In 1997, Cate cobbled together his first forwarder by hitching a Metavic loader-trailer to an old Russian tractor, a Belarus. Long as the whole setup was – about 35 feet – it stuck strictly to log roads. From there, the tractor’s winch pulled logs within reach of the Metavic’s boom. Five years later, he went for a serious upgrade, investing in a Vimek forwarder. Just 6 feet wide and 23 feet long – and hydraulically steered from a center-pivot like a skidder – this little blue rig can go almost anywhere in the woods, barring steep terrain. Although dubbed “Babe” in honor of Paul Bunyan’s giant blue ox, the Vimek is small and lightweight. Its six wheels hardly leave a trace.

Cate feels strongly that doing the job right means thinking not only long term but also local. He wants to put landowners and end users back in touch with each other. “We need to get back to where wood goes from your woodlot to your neighbor’s barn. We need to make our money and our resources work for us instead of for whoever has the cheapest price advertised on a sign,” he says, raising his eyebrows in emphasis. “We have to realize what really constitutes the cheapest price in the long run.”

Last year, Cate and his frequent work partner, Cameron Cope – who now pulls the Metavic behind his own Valtra tractor – cut over 60,000 board feet of softwood to be used in framing a multi-unit co-housing project in East Montpelier. It was milled on the landing and traveled less than 10 miles from stump to building site.

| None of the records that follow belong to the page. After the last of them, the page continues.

PR #552, opened 2017-11-14
Use the Kubernetes API for namespaces check

rthallisey:
Verify that a namespace exists using the kubernetes API.

 - Fixes issue in k8s where projects don't exist

### DIFF
--- a/pkg/apb/provision_or_update.go
+++ b/pkg/apb/provision_or_update.go
@@ -18,10 +18,8 @@ package apb
 
 import (
 	"errors"
-	"fmt"
 	logging "github.com/op/go-logging"
 	"github.com/openshift/ansible-service-broker/pkg/metrics"
-	"github.com/openshift/ansible-service-broker/pkg/runtime"
 )
 
 type executionMethod string
@@ -47,13 +45,6 @@ func provisionOrUpdate(
 		log.Error("apb instance.Spec requires [name] and [image] fields to be separate")
 		log.Error("Are you trying to run a legacy ansibleapp without an image field?")
 		return "", nil, errors.New("No image field found on instance.Spec")
-	}
-
-	ns := instance.Context.Namespace
-	log.Info("Checking if project %s exists...", ns)
-	if !projectExists(ns) {
-		log.Errorf("Project %s does NOT exist! Cannot provision requested %s", ns, instance.Spec.FQName)
-		return "", nil, fmt.Errorf("Project %s does not exist", ns)
 	}
 
 	metrics.ActionStarted(string(method))
@@ -86,9 +77,4 @@ func provisionOrUpdate(
 	}
 
 	return executionContext.PodName, creds, err
-}
-
-func projectExists(project string) bool {
-	_, _, code := runtime.RunCommandWithExitCode("kubectl", "get", "project", project)
-	return code == 0
 }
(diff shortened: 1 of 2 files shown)


shawn-hurley:
NACK, it is assumed that the project is created I think this is a valid check IMO. 

This is probably a pretty good place to determine if that assumption makes sense.

rthallisey:
You can't create a service instance without a valid namespace/project.  I don't think there's a scenario where this code will be false.  Let me know if you have one in mind.

```
[rhallisey@rhev-i16c-04 ansible-service-broker]$ oc create -f  scripts/broker-ci/mediawiki123.yaml 
Error from server (NotFound): error when creating "scripts/broker-ci/mediawiki123.yaml": namespaces "non-existent-namespace" not found
```

shawn-hurley:
When someone hits the endpoint without going through the catalog. We are
just a spec conforming thing, we should not assume our callers are doing
the right thing IMO.

rthallisey:
I think this check came from the asbcli era which used the scenario you mentioned.  There isn't any harm in keeping another check around, but I think the scenario where this check fails is going to be rare. I have the patch to convert to a namespace already around. I'll swap to that one.

pkg/apb/provision_or_update.go
```diff
@@ -49,11 +52,17 @@ func provisionOrUpdate(
...
+
 	ns := instance.Context.Namespace
-	log.Info("Checking if project %s exists...", ns)
-	if !projectExists(ns) {
-		log.Errorf("Project %s does NOT exist! Cannot provision requested %s", ns, instance.Spec.FQName)
-		return "", nil, fmt.Errorf("Project %s does not exist", ns)
+	log.Info("Checking if namespace %s exists.", ns)
+	_, err = k8scli.CoreV1().Namespaces().Get(ns, metav1.GetOptions{})
+	if err != nil {
+		return "", nil, errors.New(fmt.Sprintf("Project %s does NOT exist!", ns))
```
djzager:
```
=================================
              Lint               
=================================
pkg/apb/provision_or_update.go:65:19: should replace errors.New(fmt.Sprintf(...)) with fmt.Errorf(...)
Found 1 lint suggestions; failing.
Makefile:27: recipe for target 'lint' failed
make: *** [lint] Error 1
```

pkg/apb/provision_or_update.go
```diff
@@ -49,11 +52,17 @@ func provisionOrUpdate(
...
+
 	ns := instance.Context.Namespace
-	log.Info("Checking if project %s exists...", ns)
-	if !projectExists(ns) {
-		log.Errorf("Project %s does NOT exist! Cannot provision requested %s", ns, instance.Spec.FQName)
-		return "", nil, fmt.Errorf("Project %s does not exist", ns)
+	log.Info("Checking if namespace %s exists.", ns)
+	_, err = k8scli.CoreV1().Namespaces().Get(ns, metav1.GetOptions{})
+	if err != nil {
+		return "", nil, fmt.Errorf("Project %s does NOT exist!", ns)
```
djzager: One more :wink: 
```
pkg/apb/provision_or_update.go:65:30: error strings should not be capitalized or end with punctuation or a newline
```

You can use `make check` to run through most of the tests before pushing.

rthallisey: I'll move back to what was there :).

rthallisey:
thanks @djzager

At the end of the day, Cate’s bottom line is how he feels about what he’s done. “It feels good to improve the forest and make landowners feel good about it too. It’s very satisfying.”

Though Paul Cate enjoys doing what he can each day, he recognizes that future forests will depend on future forest professionals. “We need to have people starting out at younger ages, people taking a more holistic view at how to work in the forest, integrating forestry knowledge with woodland harvesting skills.”